At atmospheric pressure, three allotropic forms of iron exist, depending on temperature: alpha iron (α-Fe, ferrite), gamma iron (γ-Fe, austenite), and delta iron (δ-Fe). At very high pressure, a fourth form exists, epsilon iron (ε-Fe, hexaferrum). Some controversial experimental evidence suggests the existence of a fifth high-pressure form that is stable at very high pressures and temperatures.

The phases of iron at atmospheric pressure are important because of the differences in solubility of carbon, forming different types of steel. The high-pressure phases of iron are important as models for the solid parts of planetary cores. The inner core of the Earth is generally assumed to consist essentially of a crystalline iron-nickel alloy with ε structure. The outer core surrounding the solid inner core is believed to be composed of liquid iron mixed with nickel and trace amounts of lighter elements.

Standard pressure allotropes

Alpha iron (α-Fe)

Below 912 °C (1,674 °F), iron has a body-centered cubic (bcc) crystal structure and is known as α-iron or ferrite. It is thermodynamically stable and a fairly soft metal. α-Fe can be subjected to pressures up to ca. 15 GPa before transforming into a high-pressure form termed ε-Fe discussed below.

Magnetically, α-iron is paramagnetic at high temperatures. However, below its Curie temperature (TC or A2) of 771 °C (1044K or 1420 °F), it becomes ferromagnetic. In the past, the paramagnetic form of α-iron was known as beta iron (β-Fe). Even though the slight tetragonal distortion in the ferromagnetic state does constitute a true phase transition, the continuous nature of this transition results in only minor importance in steel heat treating. The A2 line forms the boundary between the beta iron and alpha fields in the phase diagram in Figure 1.

Similarly, the A2 boundary is of only minor importance compared to the A1 (eutectoid), A3 and Acm critical temperatures. The Acm, where austenite is in equilibrium with cementite + γ-Fe, is beyond the right edge in Fig. 1. The α + γ phase field is, technically, the β + γ field above the A2. The beta designation maintains continuity of the Greek-letter progression of phases in iron and steel: α-Fe, β-Fe, austenite (γ-Fe), high-temperature δ-Fe, and high-pressure hexaferrum (ε-Fe).
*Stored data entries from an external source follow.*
PR #3764, opened 2020-09-09
Added full virtualenv command to quick start

Blackhawke:


docs/installation.md
```diff
@@ -63,7 +63,7 @@ With this option, the script will install the bot and most dependencies:
 You will need to have git and python3.6+ installed beforehand for this to work.
 
 * Mandatory software as: `ta-lib`
-* Setup your virtualenv under `.env/`
+* Setup your virtualenv: `source .env/bin/activate`
```
xmatthias, line 66: I'm not sure about this - this is really a description on how the `setup.sh` script works / what it does (which sets up the virtual environment under `.env/`).

Yes, you need to activate the environment after running the setup script - but that's part of the output of the setup.sh command.

Any particular reason you think this is needed right in this location of the docs?

Blackhawke: I've heard it called the rule of three. In speech writing they tell you to tell them what you're going to tell them, then tell them, then tell them what you told them. It's something like that here. I *completely* missed the output of the script when I set up the bot; and the first complete command line isn't shown until clear at the bottom of the next section, in custom install. That's where I found it. So for clarity,  I made the implied reference explicit. If the command in the output is caught, fine. If not, it's right there, in quick install, for reference.

xmatthias: I don't argue the need to add something around "you need to activate your virutal environment via ... before usage" to this (easy installation) part of the documentation.

I just think that these 2 lines explain WHAT is installed - replacing what with how to progress from that point seems to sacrifice one good information for something else (while new lines don't cust us much) :laughing:

Blackhawke: Good point. Try it this way then. I put the original text back and added the `source` command to the bottom of the easy install section as the final instruction.

xmatthias (approved):
LGTM :+1: 

Thanks a lot!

Molar volume vs. pressure for α-Fe at room temperature.

The primary phase of low-carbon or mild steel and most cast irons at room temperature is ferromagnetic α-Fe. It has a hardness of approximately 80 Brinell. The maximum solubility of carbon is about 0.02 wt% at 727 °C (1,341 °F) and 0.001% at 0 °C (32 °F). When it dissolves in iron, carbon atoms occupy interstitial "holes". Being about twice the diameter of the tetrahedral hole, the carbon introduces a strong local strain field.
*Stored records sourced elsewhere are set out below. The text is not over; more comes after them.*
PR #3799, opened 2020-09-22
Introduce Telegram /stats endpoint

### LINKED ISSUE #3783: Telegram Recommendations
## Describe your environment
(if applicable)

Operating system: UBUNTU 18.04
Python Version: 3.6.9 (python -V)
CCXT version: ccxt==1.33.72 (pip freeze | grep ccxt)
Freqtrade Version: develop-10c5b230 (freqtrade -V or docker-compose run --rm freqtrade -V for Freqtrade running in docker)

## Describe the enhancement

Backtesting is very important when making a strategy. As well, Live and Dry testing are more important and I think it would be really cool if Telegram had a stat box for sell reasons during testing mode like this. It could also help in determine what the strategy needs fixing.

Mild steel (carbon steel with up to about 0.2 wt% C) consists mostly of α-Fe and increasing amounts of cementite (Fe3C, an iron carbide). The mixture adopts a lamellar structure called pearlite. Since bainite and pearlite each contain α-Fe as a component, any iron-carbon alloy will contain some amount of α-Fe if it is allowed to reach equilibrium at room temperature. The amount of α-Fe depends on the cooling process.

A2 critical temperature and induction heating

Figure 1: The beta field and A2 critical temperature on the iron-rich side of the iron-carbon phase diagram.
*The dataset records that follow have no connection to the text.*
PR #7975, opened 2023-01-04
handle data gaps between FreqAI and DP better

robcaulk:
FreqAI was naive in data gap handling by simply skipping data updates if there was no matching date in the dataprovider and the historical FreqAI data. 

This PR ensures that data will always be appended, even if there is no matching date in the historical FreqAI data and the data provider. It logs a warning to the user so that they are aware that a gap in historical data may exist. However, this gap should be isolated to a single incident (if it ever occurs). 

In plain words, if there is no matching date in the historical freqai data and the dataprovider, then it will check to see if this is due to a missing candle or if it is because the bot has missed updates for a full dataprovider length of candles (e.g. 1000 for binance). In the former case, it appends the most recent candle from the dataprovider. In the latter case, it will append the entire dataprovider dataframe.

### DIFF
--- a/freqtrade/freqai/data_drawer.py
+++ b/freqtrade/freqai/data_drawer.py
@@ -645,12 +645,20 @@ class FreqaiDataDrawer:
                             + 1
                         )
                     except IndexError:
+                        index = -1
+                        if history_data[pair][tf].iloc[-1]['date'] < df_dp['date'].iloc[0]:
+                            index = 0
+                        else:
+                            index = -1
                         logger.warning(
-                            f"Unable to update pair history for {pair}. "
-                            "If this does not resolve itself after 1 additional candle, "
-                            "please report the error to #freqai discord channel"
+                            f"No common dates in historical data and dataprovider for {pair}. "
+                            f"Appending dataprovider to historical data (full? {not bool(index)})"
+                            "but please be aware that there is likely a gap in the historical "
+                            "data.\n"
+                            f"Historical data ends at {history_data[pair][tf].iloc[-1]['date']} "
+                            f"while dataprovider starts at {df_dp['date'].iloc[0]} and"
+                            f"ends at {df_dp['date'].iloc[0]}."
                         )
-                        return
 
                     history_data[pair][tf] = pd.concat(
                         [
--- a/freqtrade/freqai/data_drawer.py
+++ b/freqtrade/freqai/data_drawer.py
@@ -661,7 +661,7 @@ class FreqaiDataDrawer:
                                 f"ends at {df_dp['date'].iloc[0]}."
                             )
 
-                    hist_df = pd.concat(
+                    history_data[pair][tf] = pd.concat(
                         [
                             hist_df,
                             df_dp.iloc[index:],
--- a/freqtrade/freqai/data_drawer.py
+++ b/freqtrade/freqai/data_drawer.py
@@ -627,12 +627,12 @@ class FreqaiDataDrawer:
 
             for pair in dk.all_pairs:
                 for tf in feat_params.get("include_timeframes"):
-
+                    hist_df = history_data[pair][tf]
                     # check if newest candle is already appended
                     df_dp = strategy.dp.get_pair_dataframe(pair, tf)
                     if len(df_dp.index) == 0:
                         continue
-                    if str(history_data[pair][tf].iloc[-1]["date"]) == str(
+                    if str(hist_df.iloc[-1]["date"]) == str(
                         df_dp.iloc[-1:]["date"].iloc[-1]
                     ):
                         continue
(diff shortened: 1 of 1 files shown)


freqtrade/freqai/data_drawer.py
```diff
@@ -645,12 +645,19 @@ def update_historic_data(self, strategy: IStrategy, dk: FreqaiDataKitchen) -> No
                             + 1
                         )
                     except IndexError:
+                        if history_data[pair][tf].iloc[-1]['date'] < df_dp['date'].iloc[0]:
+                            index = 0
+                        else:
+                            index = -1
```
xmatthias, line 653: Assuming you have this case (`index = -1`) - it'd mean that the dataprovider data is older than the available data, right? (we got a key error - so it's not identical).

Why are we then still appending the very last candle?

wouldn't that result in the following date series (1h candles ...)

```
2022-01-02 00:00
2022-01-02 01:00
2022-01-02 02:00  <-- up to here, we get the data from "history_data"
2022-01-01 04:00  <-- this is appended from `df_dp` - as index is `-1` - the very last candle will be appended.
```

I think this case needs different handling (continue if index=-1) - to avoid having a timeseries in the wrong sequence.

xmatthias (commented):
> In plain words, if there is no matching date in the historical freqai data and the dataprovider, then it will check to see if this is due to a missing candle or if it is because the bot has missed updates for a full dataprovider length of candles (e.g. 1000 for binance). In the former case, it appends the most recent candle from the dataprovider. In the latter case, it will append the entire dataprovider dataframe.

Wouldn't you want to either exclude that pair - or restart the bot (so the data is refreshed) if you're missing 1000+ candles?
that's definitely a sign of a "sick" bot  ...

freqtrade/freqai/data_drawer.py
```diff
@@ -645,12 +645,19 @@ def update_historic_data(self, strategy: IStrategy, dk: FreqaiDataKitchen) -> No
                             + 1
                         )
                     except IndexError:
+                        if history_data[pair][tf].iloc[-1]['date'] < df_dp['date'].iloc[0]:
```
xmatthias: aside from this PR, i noticed that we use `history_data[pair][tf]` about 5 times in this for-loop alone.

While dict lookups are not "that" expensive - they're also not free - and i think it might improve readability if we can change that to a "single variable", instead of a nested dict lookup.

freqtrade/freqai/data_drawer.py
xmatthias: @robcaulk you missed this? ;)

freqtrade/freqai/data_drawer.py
robcaulk: Good point, changed.

freqtrade/freqai/data_drawer.py
robcaulk: > Assuming you have this case (index = -1) - it'd mean that the dataprovider data is older than the available data, right? (we got a key error - so it's not identical).

No, why would the data provider have older data than the `historic_data`? The historic data is constructed from the data provider each time the data provider comes in. Further, the `historic_data` is constructed newly every time the bot starts. A point can only be added to historic_data if it was done so from the dataprovider. This means that the second case of `index=-1` means that the pair just doesnt have that candle for some reason - (target case being it was offline for say 300 OKX candles) the best way to get back on track is to start adding dataprovider candles. There would be a gap in the data, and we log this quite concisely for the user to see, but there would be no case where the data provider is adding an older candle to the historic_data. We can add a check for it if youwant, but I do not see how it would occur. 

The goal here is resilience and getting the bot back on track in case it was disconnected from the internet for a dataprovider df length period of time. I dont see the issue here. 

> Why are we then still appending the very last candle?

To get the bot back on track.

> wouldn't that result in the following date series (1h candles ...)

I dont see any possibility of this occurring. 

> if you're missing 1000+ candles? that's definitely a sign of a "sick" bot ...

Sure, we log the message clearly for the user to understand. The goal here is resilience and getting the bot back on track in case it was disconnected from the internet for a dataprovider df length period of time.

freqtrade/freqai/data_drawer.py
xmatthias: @robcaulk forgotten to push? or do we aim to change this at a later point?

freqtrade/freqai/data_drawer.py
xmatthias: > (target case being it was offline for say 300 OKX candles)

This would be the first case though (`index=0`). Where historic data ends on 2023-01-23 - and dp data starts on 2023-02-01 (exaggerated example, obviously).

>>if you're missing 1000+ candles? that's definitely a sign of a "sick" bot ...
> Sure, we log the message clearly for the user to understand.

we do however continue operations for that pair - so the assumption is that a user is constantly reading every log message, and will eventually (in a timely manner) handle warnings in the log.
Neihter freqAI nor freqtrade will care if it's trained on data with a gap of 1000 candles ... but will the result be valid?

> > wouldn't that result in the following date series (1h candles ...)
> 
> I dont see any possibility of this occurring.

this WILL happen if we ever end in the "else" case of that condition.
It's not likely to happen (If we assume it can't happen - why is there an else case with different handling??)
Should it happen, then current behavior is wrong - potentially resulting in the above shown series.

i'm worried about the "else" case - which granted, is unlikely to happen - but will mean that historic data goes from 2023-01-01 to 2023-02-01 - but dataprovider data starts before 2023-01-01 - and potentially ends before that, too (we don't check this).
Yet we're using the very last dataprovider candle (without checking if it's actually after the historic data).

If we assume "won't ever happen" - then we should raise an exception which causes the bot to restart (this is undefined / completely wrong data - something must've gone wrong - the only safe approach is a restart - causing a new redownload of data - combined with fresh dataprovider data).

Alternatively, the else branch should void existing historic data - and start from scratch with what dataprovider offered.

> The goal here is resilience and getting the bot back on track in case it was disconnected from the internet for a dataprovider df length period of time.

That's a good thing obviously - but we still also need to protect from unlikely cases.

robcaulk: Ok, I am going with raising an `OperationalException` to force the user to reload a "sick bot." 

We agree that this should happen so infrequently (maybe never) that it shouldnt be an issue.

freqtrade/freqai/data_drawer.py
robcaulk: Not only did I forget to push, I somehow forgot to save it as well. Anyways should be in latest commit.

freqtrade/freqai/data_drawer.py
xmatthias: If you carefully read above - i've raised questions about the `if` side - but my concern was always more about the else block. 

i think the `OperationalException` is now placed in the wrong block (if, not else).
it should be either in both (no condition?) - or only in the else case (depending on what we want to accomplish)

in my understanding: the "if" block means:
* historic data stops before the dataprovider data starts -> data will have gaps

Failing here is fine :+1: 

---

the else block on the other hand:
* historic data stops **after** the dataprovider data ends (otherwise we'd not be in an index error)

this 2nd case is **very** problematic (and is most likely a theoretical case). 
I'm not even sure how we can get to the 2nd case (most likely, something funky with the clock happened) - but i know current behavior "use the last new candle and append that" is clearly wrong.

robcaulk: > the else block on the other hand:

    historic data stops after the dataprovider data ends (otherwise we'd not be in an index error)

Not necessarily, all we are doing is looking for a match of the *last* historical data candle with *any* candle in the dataprovider. If it is missing, it means that the dataprovider is missing that candle which could happen for a variety of reasons. However we have checked that the *last* historical data candle *is* in the same timerange as the dataprovider (because it is after the first dataprovider candle). Since we don't have a match, we simply want to get back on track and take the latest dataprovider candle and append it. 

In other words, the rarity of the "else" event (maybe a downtime from the exchange or something), means it is more important to keep the bot up instead of forcing a reload or something more drastic.

xmatthias: I've been missreading this as "we merge the whole dataframe and take the last date" - so i've been overlooking a `.iloc[-1]` in the try/catch block.

After a short discord discussion we've justified that now :laughing: 

Sorry for the confusion ...

xmatthias (approved):
LGTM :+1:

β-Fe and the A2 critical temperature are important in induction heating of steel, such as for surface-hardening heat treatments. Steel is typically austenitized at 900–1000 °C before it is quenched and tempered. The high-frequency alternating magnetic field of induction heating heats the steel by two mechanisms below the Curie temperature: resistance or Joule heating and ferromagnetic hysteresis losses. Above the A2 boundary, the hysteresis mechanism disappears and the required amount of energy per degree of temperature increase is thus substantially larger than below A2. Load-matching circuits may be needed to vary the impedance in the induction power source to compensate for the change.

Gamma iron (γ-Fe)

When heating iron above 912 °C (1,674 °F), its crystal structure changes to a face-centered cubic (fcc) crystalline structure. In this form it is called gamma iron (γ-Fe) or austenite. γ-iron can dissolve considerably more carbon (as much as 2.04% by mass at 1,146 °C). This γ form of carbon saturation is exhibited in austenitic stainless steel.

Delta iron (δ-Fe)

Peculiarly, above 1,394 °C (2,541 °F) iron changes back into the bcc structure, known as δ-Fe. δ-iron can dissolve as much as 0.08% of carbon by mass at 1,475 °C. It is stable up to its melting point of 1,538 °C (2,800 °F). δ-Fe cannot exist above 5.2 GPa, with austenite instead transitioning directly to a molten phase at these high pressures.

High pressure allotropes

Epsilon iron / Hexaferrum (ε-Fe)

At pressures above approximately 10-13 GPa and temperatures up to around 700 K, α-iron changes into a hexagonal close-packed (hcp) structure, which is also known as ε-iron or hexaferrum; the higher-temperature γ-phase also changes into ε-iron, but generally requires far higher pressures as temperature increases. The triple point of hexaferrum, ferrite, and austenite is 10.5 GPa at 750 K. Antiferromagnetism in alloys of epsilon-Fe with Mn, Os and Ru has been observed.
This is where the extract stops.